Rhett wohnt im Hinterhaus

Bei mir im Hinterhaus, dritter Stock, wohnt einer, der wie Rhett Butler lächelt. So amüsiert, so arrogant und genauso unwiderstehlich. Weil Rhett ohne Scarlett nicht funktioniert, ist auch diese Rolle besetzt. Im Vorderhaus, zweiter Stock, wohnt eine die es spielend schafft, das amüsierte, leicht arrogante und unwiderstehliche Lächeln auf die Lippen zu zaubern. Sie schafft es allerdings auch den, der wie Rhett Butler lächelt, dazu zu bringen, dass er keine Lust mehr hat zu Lächeln.
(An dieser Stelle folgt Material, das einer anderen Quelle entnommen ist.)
PR #1495, opened 2026-09-10
fix(pi): render completed messages and errors

a4180p:
## Summary
- map text blocks from Pi RPC `message_end` events for completed assistant messages
- surface completed Pi request errors in Ask AI instead of reporting a successful empty response
- cover completed assistant, failed assistant, and non-assistant messages

Pi documents `message_end.message` as the authoritative completed assistant response. The completed-message fallback lets Ask AI render a response when a Pi provider does not emit usable `text_delta` events. In particular, a failed Pi request (such as an upstream 429) previously ended as a successful empty Plannotator response; the provider now sends its `errorMessage` to the UI. The UI retains its existing streamed-text preference, so normal delta streaming is not duplicated.

## Validation
- `bun run typecheck`
- `bun test packages/ai/ai.test.ts`

### DIFF
--- a/packages/ai/ai.test.ts
+++ b/packages/ai/ai.test.ts
@@ -1591,6 +1591,23 @@ describe("mapPiEvent", () => {
     expect(result).toEqual([]);
   });
 
+  test("completed assistant error maps to an error", () => {
+    const result = mapPiEvent({
+      type: "message_end",
+      message: {
+        role: "assistant",
+        content: [],
+        stopReason: "error",
+        errorMessage: "OpenAI API error (429): quota exceeded",
+      },
+    }, SESSION_ID);
+    expect(result).toEqual([{
+      type: "error",
+      error: "OpenAI API error (429): quota exceeded",
+      code: "pi_request_error",
+    }]);
+  });
+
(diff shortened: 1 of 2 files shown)


backnotprop:
Reviewed in depth before merge, including against the installed Pi package's actual RPC internals: message_end is authoritative and always follows deltas, but the existing first-text dedup guard in useAIChat (the same architecture the Claude provider uses) means normally streamed responses render byte-identically - no double-render. The no-delta path is real (agent-loop's !addedPartial branch), and the error branch targets the only place current Pi actually reports errors: the old message_update error mapping is dead code on current Pi, which is exactly why quota/auth errors rendered as blank successful answers. Verified the error path can't wedge the SSE drain (message_end → turn_end → agent_end still terminates normally) and the error field survives the subsequent result. Revert-verification: two of your three tests genuinely fail against main.

One follow-up we'll track on our side, not yours: in a no-delta session with tool use, the first-text guard keeps only the first assistant message's text - strictly better than today's empty response, and the same shape the Claude provider lives with, but a text-replaces-on-message-boundary refinement in useAIChat would improve both providers. Merging - excellent first contribution.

Das schöne Lächeln sah ich das erste Mal, im Waschkeller unseres Hauses. Vor dem Lächel sah ich aber zunächst einen fremden Mann, der meinen noch nassen BH in der Hand hielt. Wir haben nur zwei Waschmaschinen und weil die Zeit drängt, hat es sich eingebürgert, dass man auch fremde Wäsche aus der Trommel in den davorstehenden Korb räumt um selbst die nächste Ladung einzufüllen. Das begutachten fremder Wäsche ist jedoch eindeutig kein Bestandteil dieser stillschweigenden Übereinkunft. Stinksauer riss ich ihm meinen Sport-BH aus der Hand und murmelte, dass das ja wohl etwas übergriffig sei. Und da war es, zum ersten Mal, dieses arrogante Lächeln. Gefolgt von dem Hinweis, dass Übergriffe bei solchen, wenig reizvollen Wäschestücken auszuschließen seien. Rhett Butler verließ den Waschkeller und ich mochte ihn nicht. Das Rhett eigentlich anders heißt, erfuhr ich als ich ein Paket für ihn annahm und am darauf folgenden Morgen für zwei Wochen in den Urlaub fuhr. Am Abend meiner Rückkehr stand ein reichlich angefressener Paul Kleiber vor meiner Tür und fragte mich, ob ich noch alle Tassen im Schrank hätte. Seit vierzehn Tagen renne er dem Geburtstagsgeschenk für seine Freundin hinter her und stehe jeden Abend vor einer verschlossenen Tür. Weil ich ähnlich impulsiv wie Scarlett bin, bluffte ich ihn an, dass man Geschenke für die Freundin ja wohl selbst kaufen und nicht herzlos im Internet bestellen würde. Rhett alias Paul grinste und meinte, dass ihm seine Freundin ähnliches gesagt hätte. Allerdings in etwas freundlicherem Tonfall, fügte er noch an und verschwand.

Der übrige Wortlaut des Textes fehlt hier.